Taylor Spring Park is a historic park in Cleveland, Tennessee. The park is named after the city's first settler, Andrew Taylor. The name also refers to a natural spring on Taylor's property that attracted other settlers to the area.

The park was in the planning stages for over 30 years on an area of land that has been called the “birthplace” of the city of Cleveland. It is named after a spring that was located on settler Andrew Taylor's property in 1836 and was the deciding factor in where the city of Cleveland would be located.

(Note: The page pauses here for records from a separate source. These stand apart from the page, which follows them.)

PR #1440, opened 2020-07-28
Fire server-side Search event when results include a single product 

wvega:
# Summary

This PR updates the event tracker to send server-side Search event on `template_redirect` before WooCommerce gets a chance to redirect users to a product page.

## Details

If the search results include a single product, WooCommerce automatically [redirects users](https://github.com/woocommerce/woocommerce/blob/4b1a8cd96c0db479d7a227bed75e52e433ec4cae/includes/wc-template-functions.php#L57-L65) to that product's page. As a result the search page results are never rendered and the plugin is unable to inject a snippet to trigger a browser event.

We were previously injecting the browser event and sending the server-side event at the same time, but we don't need to wait until the shop loop starts to send a server-side event.

## UI Changes

N/A

### Setup

- Install and configure Facebook for WooCommere
- Enable debug log
- Install the [Facebook Pixel Helper](https://chrome.google.com/webstore/detail/facebook-pixel-helper/fdgfkebogiimcoedlicjlajpkdmockpc?hl=en) extension

### Steps

1. Search for a product using a search term that returns two or more results
    - [x] The pixel helper registers a Search event for the products in the results
    - [x] A server-side Search event is successfully sent (check the logs)
1. Search for a product using a search term that returns a single result
    - [x] You're redirected to the product page
    - [x] A server-side Search event is successfully sent (check the logs)

### Tests

- [ ] `codecept run integration` pass

## Before merge

### DIFF
--- a/facebook-commerce-events-tracker.php
+++ b/facebook-commerce-events-tracker.php
@@ -26,6 +26,10 @@ if ( ! class_exists( 'WC_Facebookcommerce_EventsTracker' ) ) :
 		const FB_PRIORITY_HIGH    = 2;
 		const FB_PRIORITY_LOW     = 11;
 
+		/** @var Event search event instance */
+		private $search_event;
+
+
 		public function __construct( $user_info ) {
 			$this->pixel = new WC_Facebookcommerce_Pixel( $user_info );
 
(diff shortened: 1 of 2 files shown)


facebook-commerce-events-tracker.php
```diff
@@ -178,84 +182,116 @@ function( $item ) {
...
 				}
+
+				$event_data = [
+					'event_name'  => 'Search',
+					'custom_data' => [
+						'content_type'  => $content_type,
+						'content_ids'   => json_encode( array_slice( $product_ids, 0, 10 ) ),
+						'contents'      => $contents,
+						'search_string' => get_search_query(),
+						'value'         => \SkyVerge\WooCommerce\PluginFramework\v5_5_4\SV_WC_Helper::number_format( $total_value ),
```
unfulvio, line 269: can we add a `use` at the beginning of the file like it was done for `use SkyVerge\WooCommerce\Facebook\Events\Event;` so were the helper method can be written as `Framework\SV_WC_Helper::...`

wvega: Yes, fixed in 9db9c5b.

PR #1446, opened 2020-08-03
Make sure timezone identifiers don't have escaped slashes in requests

unfulvio:
# Summary

Ensures that timezone identifiers don't have slashes escaped.

### Steps

- [x] Code review
- [x] Integration tests pass

## Before merge

### DIFF
--- a/includes/Handlers/Connection.php
+++ b/includes/Handlers/Connection.php
@@ -606,7 +606,7 @@ class Connection {
 			'display'       => 'page',
 			'response_type' => 'code',
 			'scope'         => implode( ',', $this->get_scopes() ),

According to historical records, Andrew Taylor erected a log cabin near the spring. The park features a historically accurate recreation of the Taylor Spring House, made of round logs 12 feet by 12 feet. The Spring House is an exact replica built on information obtained by researcher Michael Slaughter who was hired to research Taylor by businessman Allan Jones. The information came from an 1836 property assessment that provided the earliest known description of Taylor's property, called Taylor's Place.

In 1940, the spring was covered by a business called Gannaway Hardware. The owner of the store used the spring as an air conditioner by pumping water to a radiator with a fan. After the hardware store closed a law office opened on the site, owned by local attorney Jim Webb. Businessman Allan Jones found the spring in Webb's basement and led the campaign to build Taylor Spring Park.

Prior to his death, Webb donated the land to the city so that a park could be erected.